THE PROBLEM: Using the entries below, copy out all lines where "environment" is found.

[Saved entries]
____________

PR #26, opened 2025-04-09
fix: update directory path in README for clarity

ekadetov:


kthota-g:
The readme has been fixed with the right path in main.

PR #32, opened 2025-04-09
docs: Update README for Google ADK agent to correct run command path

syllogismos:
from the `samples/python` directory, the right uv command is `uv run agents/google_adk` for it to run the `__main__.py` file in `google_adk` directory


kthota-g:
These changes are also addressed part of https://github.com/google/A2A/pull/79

____________

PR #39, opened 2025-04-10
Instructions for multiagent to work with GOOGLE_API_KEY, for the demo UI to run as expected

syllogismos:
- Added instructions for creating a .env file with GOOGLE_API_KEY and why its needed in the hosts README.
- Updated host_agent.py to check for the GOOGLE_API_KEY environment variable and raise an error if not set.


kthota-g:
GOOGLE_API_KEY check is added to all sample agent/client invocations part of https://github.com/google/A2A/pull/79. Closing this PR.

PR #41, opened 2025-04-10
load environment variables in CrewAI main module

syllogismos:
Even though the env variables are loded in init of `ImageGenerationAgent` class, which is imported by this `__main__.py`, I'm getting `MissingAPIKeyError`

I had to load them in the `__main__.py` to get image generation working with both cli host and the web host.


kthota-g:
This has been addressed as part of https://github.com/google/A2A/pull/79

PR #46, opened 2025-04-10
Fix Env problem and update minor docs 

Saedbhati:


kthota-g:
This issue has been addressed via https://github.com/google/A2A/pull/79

____________

WRITTEN RESPONSE:
- Updated host_agent.py to check for the GOOGLE_API_KEY environment variable and raise an error if not set.
load environment variables in CrewAI main module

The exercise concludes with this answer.